Mock-It did not treat themselves as underdogs. Over six games, they outscored and outpaced FlipSid3, refusing to allow the series to reach a deciding seventh game. When the sixth game ended, Mock-It had won four games to two and lifted their first European Regional Championship.
RocketLeague.com summarized the final standings in straightforward terms. Mock-It Esports took first place and ten thousand dollars with a roster of Miztik, Kaydop, and Fairy Peak!. FlipSid3 Tactics finished second with gReazymeister, kuxir97, and Markydooda, earning sixty five hundred dollars. The Leftovers earned four thousand for third. Northern Gaming took two thousand for fourth. Gale Force and Resonant Esports each claimed twelve hundred fifty dollars for fifth and sixth.
Legacy inside the larger Season 3 story
Because Event Chronicles focuses only on this tournament, its direct story ends when Europe’s bracket closes and the four qualifiers turn their attention to the World Championship in Los Angeles. Yet even within that boundary, RLCS Season 3 Europe left marks that lasted longer than a single season.
Mock-It’s regional title validated the decision to assemble their new roster. It confirmed Kaydop as one of the best forwards in the world and showed how quickly Fairy Peak! could turn pressure into goals at the highest level. The MVP award from league play and the regional trophy from Championship day together wrote the first complete chapter in Kaydop’s long RLCS legacy.
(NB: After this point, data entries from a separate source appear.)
PR #489, opened 2018-12-28
4.x - Model command

markstory:
Move the model task to a command. I've not finished the `model all` subcommand, but this is already really large and I can do `model all` separately.

I've had to add more fixtures to allow model generation to be isolated from other test case files. As I converted tests to be integration tests the re-use of models was resulting in test stubs being deleted causing other tests to fail.


phpcs.xml.dist
```diff
@@ -5,4 +5,9 @@
     <rule ref="CakePHP" />
 
     <exclude-pattern>*/comparisons/*</exclude-pattern>
+
+    <rule ref="CakePHP">
+        <!-- Exclude unwanted sniffs -->
+        <exclude name="Generic.Commenting.Todo.TaskFound" /> <!-- Excluded because it triggers on Todo* models -->
```
ADmad: This shouldn't be required, the Todo sniff has already been removed from codesniffer's `next` branch.

markstory: I don't think bake is using that version yet.

markstory: Interesting, I was trying to work around the stickler errors. Stickler doesn't have the dev-next branch installed.

PR #490, opened 2018-12-31
Add `model all` command

markstory:
Implement `model all` as a command. I've added a utility class that helps making tests for `all` commands easier. In the past we had to skip all tests often as additional fixtures would be left behind. With the new SubsetSchemaCollection we can augment how schema reflection is done
and only return the exact fixtures we want. This should let us have fewer skipped tests.


src/Command/ModelAllCommand.php
```diff
@@ -0,0 +1,81 @@
...
+     * @param \Cake\Console\ConsoleIo $io The console io
+     * @return null|int The exit code or null for success
+     */
+    public function execute(Arguments $args, ConsoleIo $io)
+    {
+        $this->extractCommonProperties($args);
+        $connection = ConnectionManager::get($this->connection);
+        $scanner = new TableScanner($connection);
+        foreach ($scanner->listUnskipped() as $table) {
+            TableRegistry::getTableLocator()->clear();
```
ADmad: Use the `LocatorAwareTrait` instead of `TableRegistry` perhaps?

PR #504, opened 2019-02-07
Make sure the confirm JavaScript is escaped

groovenectar:
Without the escaping, it generates this:

`<a href="#" onclick="if (confirm("Are you sure you want to delete # x?")) { document.post_token.submit(); } event.returnValue = false; return false;">Delete</a>`

Which of course creates an issue with the double quotes... Adding the escaping produces this:

`<a href="#" onclick="if (confirm(&quot;Are you sure you want to delete # x?&quot;)) { document.post_token.submit(); } event.returnValue = false; return false;">Delete</a>`

Which allows the records to be deleted

### DIFF
--- a/src/Template/Bake/Element/form.twig
+++ b/src/Template/Bake/Element/form.twig
@@ -21,7 +21,7 @@
         <li><?= $this->Form->postLink(
                 __('Delete'),
                 ['action' => 'delete', ${{ singularVar }}->{{ primaryKey[0] }}],
-                ['confirm' => __('Are you sure you want to delete # {0}?', ${{ singularVar }}->{{ primaryKey[0] }})]
+                ['confirm' => __('Are you sure you want to delete # {0}?', ${{ singularVar }}->{{ primaryKey[0] }}), 'escape' => true]
             )
         ?></li>
 {% endif %}
--- a/src/Template/Bake/Template/index.twig
+++ b/src/Template/Bake/Template/index.twig
@@ -71,7 +71,7 @@
                 <td class="actions">
                     <?= $this->Html->link(__('View'), ['action' => 'view', {{ pk|raw }}]) ?>
                     <?= $this->Html->link(__('Edit'), ['action' => 'edit', {{ pk|raw }}]) ?>
-                    <?= $this->Form->postLink(__('Delete'), ['action' => 'delete', {{ pk|raw }}], ['confirm' => __('Are you sure you want to delete # {0}?', {{ pk|raw }})]) ?>
+                    <?= $this->Form->postLink(__('Delete'), ['action' => 'delete', {{ pk|raw }}], ['confirm' => __('Are you sure you want to delete # {0}?', {{ pk|raw }}), 'escape' => true]) ?>
                 </td>
             </tr>
             <?php endforeach; ?>


dereuromark:
Nice catch!

ADmad:
@groovenectar Have you actually encountered the lack of escaping? Because escaping is turned on by default.

dereuromark:
Indeed, only one part is escape=>false: https://github.com/cakephp/cakephp/blob/master/src/View/Helper/FormHelper.php#L1954
But that ought to be this way.

groovenectar:
@ADmad Oh! I didn't actually know that's it's turned on by default... But yes, I run into it all the time...

For more details, I run into it via Croogo admin: https://github.com/croogo/croogo

Which is a fairly pure CakePHP CMS... but perhaps Croogo disables escaping, I'm just not sure where that would happen!

groovenectar:
@dereuromark I see that `escape=>false` is in the `postLink()` method, which is what the Delete links are using...

ADmad:
@groovenectar That's `'escape' => false` is only applicable to the `action` attribute of form.

groovenectar:
@ADmad Hmm, offhand would you happen to know where I could find how it's defaulting to `false`? I don't see the option in the `app.php` config...

ADmad:
I suggest first trying out baking from the default skeleton app and confirm if this indeed an issue.

ADmad:
I just tested using latest skeleton app and the confirm message is escaped properly and the delete link works as expected.

@groovenectar Please make sure you have the latest CakePHP and bake plugin. Maybe there might have been a bug in an older version of core/bake.

groovenectar:
Okay got it, thanks, I will look and see what the issue could be on my end

groovenectar:
I found what's going on.... For some reason Croogo does disable the escaping by default, overriding the Html Helper: https://github.com/croogo/croogo/blob/abcc39b4d1f3e05a2a3faa45a64d71bdd422edc6/Core/src/View/Helper/CroogoHtmlHelper.php#L227

This is must be why it always comes up

groovenectar:
Looking at this further, I still wish it would explicitly enabling escaping. Obviously for the delete action it is necessary, and it would ensure that even if the behavior of the HtmlHelper has been overridden somewhere, the button will function

dereuromark:
It is escaping by default - everywhere.

groovenectar:
@dereuromark Yes that is clearly the default behavior of Cake as it should be, but obviously there are cases where an application is overriding the default.... Croogo has over 700 GH stars https://github.com/croogo/croogo, so it is out there in the wild.. And if it were necessary to specify escaping one way or another, obviously we would make it escape

dereuromark:
You cannot double or triple escape output because of this. 
The source of the issue, this app, should then be fixed instead.

groovenectar:
I agree that the app should be fixed (started a thread there)... Although, of course explicitly specifying the escaping will not not cause the escaping run again or double, it will only ensure that the output is absolutely as intended despite any application quirks..

In my opinion since the OSS can be so widely used, it is okay to consider potential variations in deployments.. but it's only my opinion and not necessarily how things should be

ADmad:
The default bake templates generate code considering the core defaults. If your app/plugin overrides sensible defaults then you should use your own custom bake templates.

PR #505, opened 2019-02-21
Fix error reported by phpstan.

ADmad:


dereuromark:
new sniffs already pay off big time :)

PR #512, opened 2019-03-20
Correct return value type hint annotations for Table::saveOrFail()

ravage84:
There is a reason why it is called "orFail"...

https://api.cakephp.org/3.7/class-Cake.ORM.Table.html#_saveOrFail


dereuromark:
I fixed the same in the IdeHelper too now.

ravage84:
Thank you for your work on the IdeHelper, by the way, @dereuromark . :heart:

FlipSid3’s narrow escape against Resonant and second place finish proved that the defending world champions still had the resilience to survive best of seven pressure. The Leftovers translated a story that began with free agents scrambling for a spot into a second seed finish in league play and a third place result at Regionals. Northern Gaming, though beaten in the semifinal and in the third place match, still topped the regular season table and qualified once again for the world stage.
The ZentoX ruling and PENTA’s tiebreaker journey left their own imprint. They reminded players and organizers that RLCS was governed by eligibility rules with real consequences, and that disqualifications would be resolved through structured competition whenever possible, not administrative promotion.
From a distance of years, what stands out about RLCS Season 3 Europe is how much of the region’s next era is visible inside this one season. Veteran organizations and new names shared the same bracket. A hastily formed roster called The Leftovers forced themselves into the center of the standings. A Mock-It roster that many expected to fall short of the top four instead won the region. And a ruling about an ineligible qualifier reshaped the bracket before the first league match ever began.
For esportshistorian.org’s Event Chronicles, Season 3 Europe belongs on the shelf as the moment when the early RLCS era reached full league form in Europe and, in the same breath, showed how fragile and unpredictable that structure could be.